To address these issues, a NAS solution was proposed where the remote branch NT file servers would be replaced with small filers and their source volumes would replicate over the WAN back to hub site filer locations (there were several hundred) as a secondary backup. The plan included having large cluster filers in the main data center, which would be a repository for the branch data replication volumes as well as a primary NAS filer for users in the hub site locations. The solution was great on paper, but there were many problems with the actual implementation.

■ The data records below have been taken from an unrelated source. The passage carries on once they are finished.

PR #4604, opened 2025-04-15
CLDR-17254 site: add Keyboard Process Document to site

srl295:
CLDR-17254

We'd like to get this posted to the site so that we can start pointing people at the process.  It's not enough for keyboards to start coming in, we are working on other pieces of that.

ALLOW_MANY_COMMITS=true


mcdurdin (approved):
LGTM

srl295:
this is what was approved by the CLDR TC, we can continue to refine it.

Problem 1: Baseline data replication
The NAS solution called for the source volume data to replicate back to the main data centers as a secondary backup. The initial baseline data replication would require a full transfer of the source volume data. Once that completed, the NAS systems would send only 4 KB of changed block data. The initial baseline replication was a challenge for a number of reasons: There was limited bandwidth on the WAN; users used the WAN for daily retrieval of mail and other data; and there was a lot of source volume data that needed to be replicated.
When initiating the baseline replication over the WAN, I noticed multiple problems. First of all, the replication technology for the NAS solution was so aggressive that it took all the WAN bandwidth, showing up on the WAN engineers' radar as the top talker on the circuit. We tried addressing the problem with QoS controls: I asked the WAN engineers to place the TCP port used for data replication in a lower queue on the WAN. It should have throttled the NAS data replication down when higher-priority traffic traversed the WAN and ramp the NAS data replication up when there wasn't any traffic of higher priority. But in testing, it was clear that the QoS did not work. The NAS data replication kept taking up all the WAN bandwidth (the reason why the approach didn't work was and remains a mystery).
After abandoning the idea of QoS controls for baseline replication, I began focusing on tape-based migration while figuring out what to do with WAN-based migrations. In fact, when the project began, I'd questioned why we couldn't simply back up the data to tape and restore from tape in the hub site locations for the initial baseline replication.
Unfortunately, there were many inherent problems with this approach. The main issue was that the file system of the NAS solution used snapshots as a means of establishing a common point in time for the source and the destination NAS; with standard tape-based migration, we wouldn't have snapshots and therefore no common point in time would be established. Without that common baseline, even if the customer retrieved all the data from tape onto the destination system, the NAS system would not know where to pick up the replication properly for incremental backups.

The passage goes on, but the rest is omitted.